Kultur der Achtsamkeit und des Hinsehens
Bescheid wissen. Aufmerksam sein. Genau hingucken. Handeln. Klingt einfach, ist es aber nicht. Selbst, wenn es um Angriffshandlungen oder Abwehraktion auf dem Handballfeld geht. Erst recht nicht, wenn Grenzen im Miteinander überschritten werden. Klartext: wenn es um psychische, physische oder sexualisierte Gewalt geht. Spitzenverbände wie der Deutsche Handballbund müssen seit mehreren Jahren ihre Kompetenz in diesen Feldern ausbauen und Angebote schaffen. „Es ist unser Ziel, das Thema in die Köpfe vieler Menschen zu bekommen“, sagt Mark Schober, Vorstandsvorsitzender des Deutschen Handballbundes. Weil es um Verantwortung für jeden geht.
Auf der Agenda des Sports und des DHB steht Gewaltprävention daher nicht erst, seit die Aufarbeitung von Vorwürfen gegen einen Handballtrainer in den medialen Fokus rückte. Allerdings bekommt das Thema inzwischen noch mehr Aufmerksamkeit und Priorität im Handeln. Deshalb lud der Deutsche Handballbund seine Landesverbände erstmals zu einem Workshop mit der Überschrift Gewaltprävention nach Dortmund ein, um Wissen zu teilen, Fachkräfte zu vernetzen sowie „Prävention und Intervention interpersoneller Gewalt“ perspektivisch in den eigenen Verbandsstrukturen zu verankern. Über 30 Teilnehmende nahmen das Angebot wahr.
Klingt nach viel Arbeit, und ist auch dazu. Aber der Einsatz ist lohnend. „Sich mit diesem Thema zu beschäftigen“, sagt beispielsweise Stefan Hüdepohl, „ist ein Gewinn.“ Was der Präsident des Handballverbandes Niedersachsen-Bremen damit meint? Menschen in Not kann geholfen werden, und der Handballsport kann seinen Werten gerechter werden.
Geleitet wurde der Workshop von Mandy Owczarzak, als Sportwissenschaftlerin, Organisationsberaterin und Mitarbeiterin des Landessportbundes NRW für das Thema „Prävention und Intervention bei sexualisierter und interpersoneller Gewalt im Sport“. Das Grundmuster besteht aus Analyse, Prävention, Intervention und Aufarbeitung, die in einem permanenten Kreislauf aufeinander folgen.

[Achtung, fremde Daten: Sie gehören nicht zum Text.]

PR #158, opened 2023-01-30
nvim-lsp: added nvim-cmp completion capabilities

GaetanLepage:
As the [`nvim-cmp` documentation states](https://github.com/hrsh7th/nvim-cmp#recommended-configuration), the LSP servers need to be made aware of the lsp capabilities:

```lua
-- Set up lspconfig.
local capabilities = require('cmp_nvim_lsp').default_capabilities()
-- Replace <YOUR_LSP_SERVER> with each lsp server you've enabled.
require('lspconfig')['<YOUR_LSP_SERVER>'].setup {
  capabilities = capabilities
}
```

This PR automatically injects this lua code when the `cmp-nvim-lsp` plugin is enabled.

### DIFF
--- a/plugins/nvim-lsp/default.nix
+++ b/plugins/nvim-lsp/default.nix
@@ -44,6 +44,12 @@ in {
         default = "";
       };
 
+      capabilities = mkOption {
+        type = types.lines;
+        description = "Lua code that modifies inplace the `capabilities` table.";
+        default = "";
+      };
+
       setupWrappers = mkOption {
         type = with types; listOf (functionTo str);
         description = "Code to be run to wrap the setup args. Takes in an argument containing the previous results, and returns a new string of code.";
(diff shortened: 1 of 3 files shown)


plugins/nvim-lsp/default.nix
```diff
@@ -69,6 +69,13 @@ in {
       if wrappers == []
       then s
       else (head wrappers) (runWrappers (tail wrappers) s);
+
+    getCompletionCapabilities = optionalString config.plugins.cmp-nvim-lsp.enable ''
```
pta2002, line 73: This should probably not live here, but instead on the nvim-cmp plugin itself

pta2002: More flexible this way

pta2002 (changes requested):

pta2002 (approved):
Looks good now!

PR #160, opened 2023-01-31
plugins/utils/nvim-tree: marked setup options as deprecated

GaetanLepage:
Some nvim-tree options have been deprecated.
See: https://github.com/nvim-tree/nvim-tree.lua/wiki/Open-At-Startup#legacy-migration
This PR marks them as deprecated.

In the wiki, they suggest implementations that a user could put in his config to replicate these behaviors.
Maybe we could implement them and restore the corresponding options later.
This is not the goal of this PR.


pta2002:
Agree with the manual implementation!

pta2002 (approved):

Leichter Zugang zum Sport kombiniert mit Macht und Hierarchien, dazu eine Leistungsorientierung sowie eine Körperzentriertheit – der Bedarf für Gewaltprävention ist immens. Deshalb arbeitet Owczarzak, um eine „Kultur des Hinsehens“ zu fördern und Verbänden und Vereinen zu gelebten Schutzkonzepten zu verhelfen. Eine Herausforderung bleibt die nur schwer nachweisbare psychische Gewalt. Diese erfordere eine „Kultur des Hinsehens“, sagt Owczarzak.
„Gewaltprävention“, sagt Schober, „ist ein wichtiges Thema im Handball und gesamten Sport. Der DHB, seine Landesverbände und Vereine müssen und wollen uns besser aufstellen. Wir behandeln jeden Fall sehr ernsthaft und haben in den vergangenen Jahren sehr viel gelernt. Erfahrung ist ein entscheidender Schlüssel.“
Was bleibt nach sechs Stunden Workshop und intensivem Austausch? Das Wissen, dass die Verankerung von Gewaltprävention in den jeweiligen Strukturen eine große Aufgabe ist. Mandy Owczarzak ermutigt, sich auf den Weg zu machen und betont „die Wichtigkeit der kleinen Schritte“ auf dem Weg zum Ziel. Fortsetzung folgt.